When you create a connection, pass an external_id to link it to a record in your system:
curl -X POST "https://api.deck.co/v2/connections" \
  -H "Authorization: Bearer sk_live_..." \
  -H "Content-Type: application/json" \
  -d '{
    "source_id": "src_abc",
    "external_id": "user_12345",
    "auth_method": "username_password",
    "auth_credentials": {
      "username": "...",
      "password": "..."
    }
  }'
The external_id is stored on the connection and returned in all API responses and event payloads for that connection.

Constraints

  • Maximum length: 255 characters
  • Must be a string
  • Can be null (no external mapping)
  • Not required to be unique across connections, but in most cases you’ll want it to be meaningful

Multi-tenant patterns

If you’re building a platform where multiple end users connect to the same source, external_id is how you keep track of which connection belongs to which user.
The simplest pattern.
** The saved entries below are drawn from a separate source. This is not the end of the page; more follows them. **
PR #14321, opened 2024-06-07
options: add --osd-playlist-entry

### LINKED ISSUE #11653: Option to ignore reading of media 'title' metadata altogether in favour of 'filename' metadata
Hello,

I generally don't like using media title name since it only displays very little context or mostly the site URL or uploader name as title. It doesn't help me that much. 

> e.g. 'Episode01' ; 'S01E01' ; 'examplesite.com' ; 'uploader_name'

I have already made these changes in `mpv.conf` to not show video title in Window and Taskbar title.

```
script-opts='osc-title=${filename}' #MPV WINDOW NAME - shows filename instead of the title metadata
title='${filename} - mpv' #MPV TASKBAR NAME - shows filename instead of the title metadata
```
I use these 2 scripts with my mpv for my convenience, 
1. [autoload](https://github.com/mpv-player/mpv/blob/master/TOOLS/lua/autoload.lua)
2. [playlistmanager](https://github.com/jonniek/mpv-playlistmanager)

Since this commit, 34a04d056764f4f1447d39b60be56f02253831f8 (previously, 5ddf6d479e7a109db660b991ecf545653d284320, 048d4d8b7556f06afb46e7e94852709a1a624aed), the playlist items started displaying media 'title' again.

My request is to have an option to completely ignore reading 'title' metadata altogether in favour of 'filename' since it's easily editable. I _could_ remove the title metadata from the file manually, but it is not feasible for more than 2000 filenames.

**BEFORE**

06 - PUBG Ninja Montage #8  U-9HjO2SsdI _1080p_00_00_40 267-01-min

The Boys (2019) - S03E06 - Herogasm (1080p BluRay x265 Silence)_00_30_16 440-03-min

**AFTER**

06 - PUBG Ninja Montage #8  U-9HjO2SsdI _1080p_00_00_40 267-03-min

The Boys (2019) - S03E06 - Herogasm (1080p BluRay x265 Silence)_00_30_16 440-02-min

1. Similar to `--force-media-title`, an option like `--ignore-media-title` or `--force-media-filename` will be helpful.

1. To display playlist items as `playlist/N/filename` when `title='${filename} - mpv'` or similar option is used.
2. Similar to `script-opts='osc-title=${filename}'`, an option like `script-opts='osc-playlist=${filename}'` will be helpful.

### Log file

none

Thank you.

guidocella:
Allow configuring whether to print the media-title or the filename in show-text ${playlist}, the OSC playlist and in the playlist selector.

Showing titles can be annoying when files are badly tagged, or when it hides the track numbers of album songs.

The OSC's playlist_media_title script-opt is removed because this option is better since it works everywhere after configuring it once.

Closes #11653.

### DIFF
--- a/player/lua/select.lua
+++ b/player/lua/select.lua
@@ -28,9 +28,19 @@ end
 mp.add_forced_key_binding(nil, "select-playlist", function ()
     local playlist = {}
     local default_item
+    local show = mp.get_property_native("osd-playlist-entry")
 
     for i, entry in ipairs(mp.get_property_native("playlist")) do
-        playlist[i] = select(2, utils.split_path(entry.filename))
+        playlist[i] = entry.title
+        if not playlist[i] or show ~= "title" then
+            playlist[i] = entry.filename
+            if not playlist[i]:find("://") then
+                playlist[i] = select(2, utils.split_path(playlist[i]))
+            end
+        end
+        if entry.title and show == "both" then
+            playlist[i] = string.format("%s (%s)", entry.title, playlist[i])
+        end
 
         if entry.playing then
             default_item = i
--- a/DOCS/interface-changes/show-playlist-titles.txt
+++ b/DOCS/interface-changes/show-playlist-titles.txt
@@ -1,0 +1,2 @@
+add `--osd-playlist-entry` option
+remove `osc-playlist_media_title` script-opt
--- a/DOCS/man/options.rst
+++ b/DOCS/man/options.rst
@@ -4392,6 +4392,12 @@ OSD
     Set the duration of ``osd-playing-msg`` in ms. If this is unset,
     ``osd-playing-msg`` stays on screen for the duration of ``osd-duration``.
 
+``--osd-playlist-entry=<title|filename|both>``
+    Whether to display the media title, filename, or both. If the
+    ``media-title`` is not available, it will display only the ``filename``.
+
+    Default: ``title``.
+
 ``--osd-bar-align-x=<-1-1>``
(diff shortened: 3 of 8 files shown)


player/lua/select.lua
```diff
@@ -28,9 +28,14 @@ end
...
     local playlist = {}
     local default_item
+    local show_title = mp.get_property_native("osd-show-playlist-titles")
 
     for i, entry in ipairs(mp.get_property_native("playlist")) do
-        playlist[i] = select(2, utils.split_path(entry.filename))
+        if entry.title and show_title then
+            playlist[i] = entry.title
+        else
+            playlist[i] = select(2, utils.split_path(entry.filename))
```
kasper93, line 37: Shouldn't this check similar as `mp_is_url`, so we show the same things as F8?

player/lua/select.lua
```diff
@@ -28,9 +28,14 @@ end
 mp.add_forced_key_binding(nil, "select-playlist", function ()
     local playlist = {}
     local default_item
+    local show_title = mp.get_property_native("osd-show-playlist-titles")
 
     for i, entry in ipairs(mp.get_property_native("playlist")) do
-        playlist[i] = select(2, utils.split_path(entry.filename))
+        if entry.title and show_title then
```
kasper93, line 34: I was thinking that for fuzzy search, we might want to actually show both?

`<title> (<filename>)`

would satisfy both cases, when title is bogus or filename is bogus, without having to cycle `osd-show-playlist-titles`.

kasper93 (approved):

Each user in your system has a single connection per source. Use your internal user ID as the external_id.
{
  "source_id": "src_bank",
  "external_id": "user_12345",
  "auth_method": "username_password",
  "auth_credentials": { ... }
}
To find a user’s connection later:
curl "https://api.deck.co/v2/connections?source_id=src_bank&external_id=user_12345" \
  -H "Authorization: Bearer sk_live_..."

Updating an external ID

You can update the external_id on an existing connection:
curl -X PATCH "https://api.deck.co/v2/connections/{connection_id}" \
  -H "Authorization: Bearer sk_live_..." \
  -H "Content-Type: application/json" \
  -d '{
    "external_id": "new_user_id"
  }'
Set it to null to remove the mapping:
{
  "external_id": null
}

External IDs in events

When a connection triggers an event (e.g., task_run.completed), the event payload includes the connection’s external_id. This lets you route event processing to the right user in your system without an extra API call.
{
  "id": "evt_abc",
  "type": "task_run.completed",
  "data": {
    "id": "trun_xyz",
    "connection_id": "conn_def",
    "external_id": "user_12345",
    "status": "completed",
    "result": "success"
  }
}
Use this to look up the user in your database and take action (send a notification, update a record, trigger a downstream process) without needing to call GET /v2/connections/{connection_id}.

Best practices

  • Set external_id at creation time. It’s easier to set it upfront than to backfill later.
  • Use stable identifiers. Choose IDs that won’t change, like your database primary key or a UUID. Avoid using emails or usernames that users can modify.
  • Keep it consistent. Use the same external_id format across all connections for a given user. If you use user_12345 for one source, use it for all sources.
  • Use it for filtering. The list connections endpoint supports filtering by external_id, making it easy to find all connections for a specific user. You can also search by external_id in the Dashboard.